There are various folders here that start as a basic application and gradually add more complicated Kubernetes functionality. You can start at any folder; the changes are additive.
I have done my best to use Kustomize to add features to each section, so you could use this as a base for dev/acc/prod etc if desired.
- 1. Deploying a wordpress app with a database and ingress
- 1.a) Upgrade: adding an SSL certificate using LetsEncrypt staging
- 1.b) Upgrade: adding an SSL certificate using LetsEncrypt production
- 2. Adding prometheus, blackbox exporter and grafana for monitoring. FluentD and Loki for logging.
- 2.a) Upgrade: auto creating our prometheus data source and dashboard in grafana without a PVC
- 2.b) Upgrade: adding an ingress for our grafana system so we don't need to port forward
- 3. Adding logging using fluentd and loki
- 3.a) Upgrade: Auto create our Loki data source within Grafana to stream our logs automatically
- 4. Securing our cluster with Network policies between namespaces
- Make a standard deployment
- Add monitoring
- Add logging
- Add Network Policies
- Add Pod Security Policies
- Add alerting and link to third party software
- Whatever I think up next
Note: I am using the domain k8s.personal.andyrepton.com
for this, you should substitute your own domain name if wanting to use certificates from LetsEncrypt
- An Ingress with Nginx, set to best practises with TLS 1.3, a valid SSL certificate etc
- Access allowed to Admin, SysAdmin
- Port 443 and port 80 allowed inbound
- A basic wordpress website
- Access allowed to Admin, SysAdmin
- Port 443 allowed from Frontend
- A basic MySQL deployment
- Access allowed to Admin, SysAdmin
- Port 3389 allowed from App
- A prometheus and blackbox system
- Access allowed to Admin, SysAdmin, read only access allowed to auditor
- Port 9090 allowed from Observability
- A fluentd system that aggregates logs
- Grafana, with Loki, as a frontend to Prometheus and FluentD
- Access allowed to Admin, SysAdmin, read only access allowed to auditor
- Port 3100 allowed inbound from Frontend and logging
- Network policies should isolate the systems from each other
- Pod Security Policies should be best practise
- There should be three roles: Admin (access to everything), SysAdmin (Access to the application, but no K8S namespaces), and auditor (Access to view logs, and monitoring/logging namespaces, but no edit rights)

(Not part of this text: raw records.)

PR #54, opened 2024-11-07
[fix] Improved test data matches metadata and some housekeeping

jacek-oet:
- Moved the assertion to check that the set of benchmark names in the metadata matches those in the data from home.py to app.py.
- Added a load\_metadata function for reusability and better code organization.
- Updated the Compare page to handle cases where the number of solvers is 1 or 0.

### DIFF
--- a/website/app.py
+++ b/website/app.py
@@ -1,4 +1,10 @@
+from pathlib import Path
+
+import pandas as pd
 import streamlit as st
+
+# local
+from utils.file_utils import load_metadata
 
 st.markdown(
     """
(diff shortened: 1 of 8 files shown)


website/app.py
```diff
@@ -41,5 +47,26 @@
...
+metadata_df = pd.DataFrame(metadata).T.reset_index()
+metadata_df.rename(columns={"index": "Benchmark Name"}, inplace=True)
+# Load the data from the CSV file
+data_url = Path(__file__).parent.parent / "results/benchmark_results.csv"
+raw_df = pd.read_csv(data_url)
+df = raw_df
+
+
+# Assert that the set of benchmark names in the metadata matches those in the data
+csv_benchmarks = set(raw_df["Benchmark"].unique())
```
siddharth-krishna, line 62:
```suggestion
data_df = pd.read_csv(data_url)


# Assert that the set of benchmark names in the metadata matches those in the data
csv_benchmarks = set(data_df["Benchmark"].unique())
```

website/compare.py
```diff
@@ -41,23 +34,36 @@ def load_metadata(file_path):
...
+# Set default solvers based on available solver list length
+if len(solver_list) > 1:
+    default_solver1 = solver_list[0]
+    default_solver2 = solver_list[1]
+elif len(solver_list) == 1:
+    default_solver1 = solver_list[0]
+    default_solver2 = None
+else:
+    st.write("No solvers available for comparison.")
+    st.stop()
```
siddharth-krishna, line 48:
```suggestion
else:
    st.write("Fewer than 2 solvers available for comparison. Please add more solvers to compare.")
    st.stop()
```
We can also simplify the code below to assume that there are at least 2 solvers.

siddharth-krishna (approved):
Looks good, thanks! I left some suggestions to simplify the code.

Can we also quickly add something like `streamlit run` to the CI? Just to check that the website loads without errors. Streamlit must have some method to test this without running with a timeout or something. No need to spend too much time on it if there isn't something out-of-the-box. Thanks

jacek-oet:
@siddharth-krishna 
> Can we also quickly add something like streamlit run to the CI? 

Let me research and implement it in new PR.

website/compare.py
```diff
@@ -41,23 +34,35 @@ def load_metadata(file_path):
...
+# Dropdown to select Solver 2 only if there’s more than one solver
+if default_solver2:
+    solver2 = st.selectbox(
+        "Select Solver 2",
+        solver_list,
+        index=solver_list.tolist().index(default_solver2),
+    )
+else:
+    st.write("Only one solver available. Please add more solvers to compare.")
+    st.stop()
```
siddharth-krishna, line 65: This check and the else block are unnecessary since we check that there are at least 2 solvers above.

siddharth-krishna (approved):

- I'm not using Persistent Volumes to save money. The focus here is on configuration and security, not a 'working' Wordpress site that persists across reboots. I may make a version including these in the future.
- You need to bring your own domain name
- I'm assuming you have a Kubernetes cluster already
cd 1.Basic-App
In this section, we're deploying a standard deployment pod (wordpress), with a MySQL backend deployment in a different namespace, and an Ingress controller in front. The system uses kustomize to generate a mysql Password (You should change the password in here) and deploy the system. The namespaces are created individually first.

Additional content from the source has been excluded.